WHAT IS EXPECTED
Every line that holds the word "Features" needs to be copied from the data below.
---------- TASK INPUTS
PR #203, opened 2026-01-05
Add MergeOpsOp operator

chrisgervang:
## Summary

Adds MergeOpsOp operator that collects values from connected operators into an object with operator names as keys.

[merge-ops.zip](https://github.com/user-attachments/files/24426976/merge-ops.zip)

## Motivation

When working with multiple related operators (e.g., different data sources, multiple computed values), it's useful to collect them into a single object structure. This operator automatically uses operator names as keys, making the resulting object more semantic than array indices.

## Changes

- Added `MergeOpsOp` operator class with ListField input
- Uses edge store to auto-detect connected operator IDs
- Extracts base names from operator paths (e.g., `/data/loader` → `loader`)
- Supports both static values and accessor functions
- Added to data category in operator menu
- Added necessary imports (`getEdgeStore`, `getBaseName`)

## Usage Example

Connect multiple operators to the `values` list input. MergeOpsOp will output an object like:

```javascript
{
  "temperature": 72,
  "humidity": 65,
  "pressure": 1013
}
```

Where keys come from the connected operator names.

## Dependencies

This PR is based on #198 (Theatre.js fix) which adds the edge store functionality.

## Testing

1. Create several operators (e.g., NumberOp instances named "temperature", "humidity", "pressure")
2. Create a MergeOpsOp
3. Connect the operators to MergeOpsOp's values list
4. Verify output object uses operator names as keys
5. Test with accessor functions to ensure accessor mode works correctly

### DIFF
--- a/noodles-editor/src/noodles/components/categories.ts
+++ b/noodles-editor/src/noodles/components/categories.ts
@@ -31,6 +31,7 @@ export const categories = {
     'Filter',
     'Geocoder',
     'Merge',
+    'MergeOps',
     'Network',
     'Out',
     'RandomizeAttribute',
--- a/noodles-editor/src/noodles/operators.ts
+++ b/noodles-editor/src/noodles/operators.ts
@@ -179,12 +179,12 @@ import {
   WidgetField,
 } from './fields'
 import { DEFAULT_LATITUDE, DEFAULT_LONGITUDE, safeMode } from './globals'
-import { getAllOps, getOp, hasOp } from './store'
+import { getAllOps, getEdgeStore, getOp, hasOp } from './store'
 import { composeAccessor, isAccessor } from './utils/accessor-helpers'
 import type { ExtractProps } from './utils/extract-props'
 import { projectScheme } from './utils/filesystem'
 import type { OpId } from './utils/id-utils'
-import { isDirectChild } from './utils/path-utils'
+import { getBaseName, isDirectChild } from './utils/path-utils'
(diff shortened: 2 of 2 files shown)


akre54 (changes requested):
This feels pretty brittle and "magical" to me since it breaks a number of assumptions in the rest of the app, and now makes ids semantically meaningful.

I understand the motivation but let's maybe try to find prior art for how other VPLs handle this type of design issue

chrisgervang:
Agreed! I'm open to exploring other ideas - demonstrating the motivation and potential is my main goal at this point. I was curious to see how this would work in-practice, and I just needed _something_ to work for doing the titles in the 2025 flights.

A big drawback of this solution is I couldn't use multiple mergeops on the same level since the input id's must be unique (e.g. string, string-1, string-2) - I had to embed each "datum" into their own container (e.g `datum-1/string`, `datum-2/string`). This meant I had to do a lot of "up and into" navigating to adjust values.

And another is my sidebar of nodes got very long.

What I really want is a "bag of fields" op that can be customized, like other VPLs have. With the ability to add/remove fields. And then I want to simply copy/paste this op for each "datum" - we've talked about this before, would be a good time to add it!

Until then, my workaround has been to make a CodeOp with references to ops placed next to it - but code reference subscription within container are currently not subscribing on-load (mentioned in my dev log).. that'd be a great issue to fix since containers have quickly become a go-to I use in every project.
--------------------
---------- TASK INPUTS
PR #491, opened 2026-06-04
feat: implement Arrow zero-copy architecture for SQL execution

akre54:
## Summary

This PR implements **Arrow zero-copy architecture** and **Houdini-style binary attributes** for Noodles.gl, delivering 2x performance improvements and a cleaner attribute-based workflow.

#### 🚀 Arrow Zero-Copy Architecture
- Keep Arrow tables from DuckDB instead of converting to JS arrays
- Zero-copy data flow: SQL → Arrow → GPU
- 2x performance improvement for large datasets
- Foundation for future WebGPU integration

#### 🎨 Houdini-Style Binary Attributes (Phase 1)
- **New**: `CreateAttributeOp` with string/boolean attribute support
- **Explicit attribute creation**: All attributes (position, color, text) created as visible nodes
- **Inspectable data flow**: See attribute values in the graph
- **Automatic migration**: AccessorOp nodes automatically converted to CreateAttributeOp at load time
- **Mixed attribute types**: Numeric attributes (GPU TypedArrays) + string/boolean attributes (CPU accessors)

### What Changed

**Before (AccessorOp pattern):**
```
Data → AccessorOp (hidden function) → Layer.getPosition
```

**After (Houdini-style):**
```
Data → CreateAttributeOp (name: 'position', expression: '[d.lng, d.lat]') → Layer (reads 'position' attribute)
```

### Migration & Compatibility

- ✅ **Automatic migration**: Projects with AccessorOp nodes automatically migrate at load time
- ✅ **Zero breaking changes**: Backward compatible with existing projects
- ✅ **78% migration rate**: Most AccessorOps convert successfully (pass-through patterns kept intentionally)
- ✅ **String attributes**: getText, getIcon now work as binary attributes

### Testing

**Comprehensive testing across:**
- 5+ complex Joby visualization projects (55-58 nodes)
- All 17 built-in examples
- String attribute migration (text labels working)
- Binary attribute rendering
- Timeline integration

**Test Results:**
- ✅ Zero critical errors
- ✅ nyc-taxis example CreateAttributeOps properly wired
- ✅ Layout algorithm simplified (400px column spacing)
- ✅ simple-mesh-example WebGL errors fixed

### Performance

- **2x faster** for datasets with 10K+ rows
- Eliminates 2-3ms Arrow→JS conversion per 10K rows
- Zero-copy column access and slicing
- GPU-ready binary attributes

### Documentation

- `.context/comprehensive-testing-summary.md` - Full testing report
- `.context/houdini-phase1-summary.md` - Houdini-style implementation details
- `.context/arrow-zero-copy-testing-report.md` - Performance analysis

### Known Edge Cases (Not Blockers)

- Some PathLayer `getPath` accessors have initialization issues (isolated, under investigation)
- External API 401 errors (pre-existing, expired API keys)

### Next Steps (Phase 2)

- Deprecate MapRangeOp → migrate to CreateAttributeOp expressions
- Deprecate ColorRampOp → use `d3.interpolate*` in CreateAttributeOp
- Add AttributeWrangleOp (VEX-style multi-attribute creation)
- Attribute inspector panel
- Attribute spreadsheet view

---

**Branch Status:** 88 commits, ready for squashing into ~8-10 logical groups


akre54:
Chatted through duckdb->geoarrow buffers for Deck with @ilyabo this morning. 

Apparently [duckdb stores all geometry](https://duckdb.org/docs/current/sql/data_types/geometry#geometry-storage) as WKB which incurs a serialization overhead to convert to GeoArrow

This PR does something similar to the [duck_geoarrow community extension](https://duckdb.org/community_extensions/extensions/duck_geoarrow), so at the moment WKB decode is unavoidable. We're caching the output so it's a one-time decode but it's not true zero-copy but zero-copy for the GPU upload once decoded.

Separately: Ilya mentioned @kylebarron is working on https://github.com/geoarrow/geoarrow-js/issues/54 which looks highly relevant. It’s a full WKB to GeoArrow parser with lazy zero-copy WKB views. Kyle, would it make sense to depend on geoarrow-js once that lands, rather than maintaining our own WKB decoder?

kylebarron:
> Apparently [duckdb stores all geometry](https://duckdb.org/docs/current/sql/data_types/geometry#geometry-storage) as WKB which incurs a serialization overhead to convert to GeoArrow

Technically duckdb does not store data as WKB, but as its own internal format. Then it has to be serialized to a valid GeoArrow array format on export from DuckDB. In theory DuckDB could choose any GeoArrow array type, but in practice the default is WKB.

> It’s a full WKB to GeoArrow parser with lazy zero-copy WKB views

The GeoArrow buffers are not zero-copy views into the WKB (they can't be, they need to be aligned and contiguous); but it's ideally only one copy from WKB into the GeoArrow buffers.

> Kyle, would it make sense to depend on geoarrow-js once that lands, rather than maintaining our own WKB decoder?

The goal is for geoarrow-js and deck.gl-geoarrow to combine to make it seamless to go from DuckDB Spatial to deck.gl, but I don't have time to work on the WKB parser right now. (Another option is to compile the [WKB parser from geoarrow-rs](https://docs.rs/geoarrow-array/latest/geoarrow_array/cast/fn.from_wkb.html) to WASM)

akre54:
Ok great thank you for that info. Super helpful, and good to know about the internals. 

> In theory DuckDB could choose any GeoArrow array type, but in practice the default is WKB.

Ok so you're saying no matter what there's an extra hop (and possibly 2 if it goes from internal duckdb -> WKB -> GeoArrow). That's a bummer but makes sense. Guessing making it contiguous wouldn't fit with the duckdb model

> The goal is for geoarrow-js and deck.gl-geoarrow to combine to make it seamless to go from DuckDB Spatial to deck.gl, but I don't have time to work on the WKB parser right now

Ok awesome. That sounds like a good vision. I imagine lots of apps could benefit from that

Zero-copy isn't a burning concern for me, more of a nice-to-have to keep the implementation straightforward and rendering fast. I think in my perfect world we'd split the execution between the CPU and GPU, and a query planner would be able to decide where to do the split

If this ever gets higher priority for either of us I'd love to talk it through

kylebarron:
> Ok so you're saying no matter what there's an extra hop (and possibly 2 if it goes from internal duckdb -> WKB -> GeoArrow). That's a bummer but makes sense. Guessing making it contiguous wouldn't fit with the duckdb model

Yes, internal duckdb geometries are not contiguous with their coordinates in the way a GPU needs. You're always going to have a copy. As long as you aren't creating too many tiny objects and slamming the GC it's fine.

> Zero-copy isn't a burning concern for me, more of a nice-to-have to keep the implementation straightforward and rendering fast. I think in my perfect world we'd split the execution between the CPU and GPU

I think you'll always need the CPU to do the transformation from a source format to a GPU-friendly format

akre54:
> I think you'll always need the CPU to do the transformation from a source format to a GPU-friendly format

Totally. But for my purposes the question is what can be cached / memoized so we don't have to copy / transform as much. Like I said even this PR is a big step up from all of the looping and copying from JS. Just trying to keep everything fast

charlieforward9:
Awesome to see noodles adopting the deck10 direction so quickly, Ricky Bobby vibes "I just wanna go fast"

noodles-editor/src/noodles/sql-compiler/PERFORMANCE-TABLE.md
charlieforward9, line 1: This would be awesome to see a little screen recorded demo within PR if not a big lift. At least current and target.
--------------------
---------- TASK INPUTS
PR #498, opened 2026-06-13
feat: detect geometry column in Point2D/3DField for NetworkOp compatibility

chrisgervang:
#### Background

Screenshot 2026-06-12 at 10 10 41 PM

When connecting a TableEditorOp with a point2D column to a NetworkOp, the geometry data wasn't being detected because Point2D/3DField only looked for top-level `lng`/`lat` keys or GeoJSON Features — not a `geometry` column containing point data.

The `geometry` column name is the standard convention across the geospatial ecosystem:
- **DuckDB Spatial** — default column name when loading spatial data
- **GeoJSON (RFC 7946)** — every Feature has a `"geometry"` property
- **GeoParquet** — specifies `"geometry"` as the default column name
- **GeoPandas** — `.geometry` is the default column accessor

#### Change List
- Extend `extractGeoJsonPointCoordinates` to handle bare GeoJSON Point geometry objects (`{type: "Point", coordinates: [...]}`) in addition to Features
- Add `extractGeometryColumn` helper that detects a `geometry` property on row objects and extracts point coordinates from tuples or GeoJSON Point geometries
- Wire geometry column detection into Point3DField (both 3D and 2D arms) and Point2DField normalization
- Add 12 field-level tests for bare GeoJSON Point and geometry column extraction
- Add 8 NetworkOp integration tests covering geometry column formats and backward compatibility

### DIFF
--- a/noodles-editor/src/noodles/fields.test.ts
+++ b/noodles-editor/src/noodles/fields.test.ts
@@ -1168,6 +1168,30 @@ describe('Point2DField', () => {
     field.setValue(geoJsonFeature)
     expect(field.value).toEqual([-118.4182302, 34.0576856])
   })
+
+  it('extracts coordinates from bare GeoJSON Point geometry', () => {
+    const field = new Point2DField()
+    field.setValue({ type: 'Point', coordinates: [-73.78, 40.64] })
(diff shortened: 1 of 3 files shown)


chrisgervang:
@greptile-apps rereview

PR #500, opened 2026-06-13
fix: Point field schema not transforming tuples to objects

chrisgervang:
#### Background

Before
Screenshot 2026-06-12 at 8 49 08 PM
--------------------
EXERCISE ANSWER
When connecting a TableEditorOp with a point2D column to a NetworkOp, the geometry data wasn't being detected because Point2D/3DField only looked for top-level `lng`/`lat` keys or GeoJSON Features — not a `geometry` column containing point data.
- Extend `extractGeoJsonPointCoordinates` to handle bare GeoJSON Point geometry objects (`{type: "Point", coordinates: [...]}`) in addition to Features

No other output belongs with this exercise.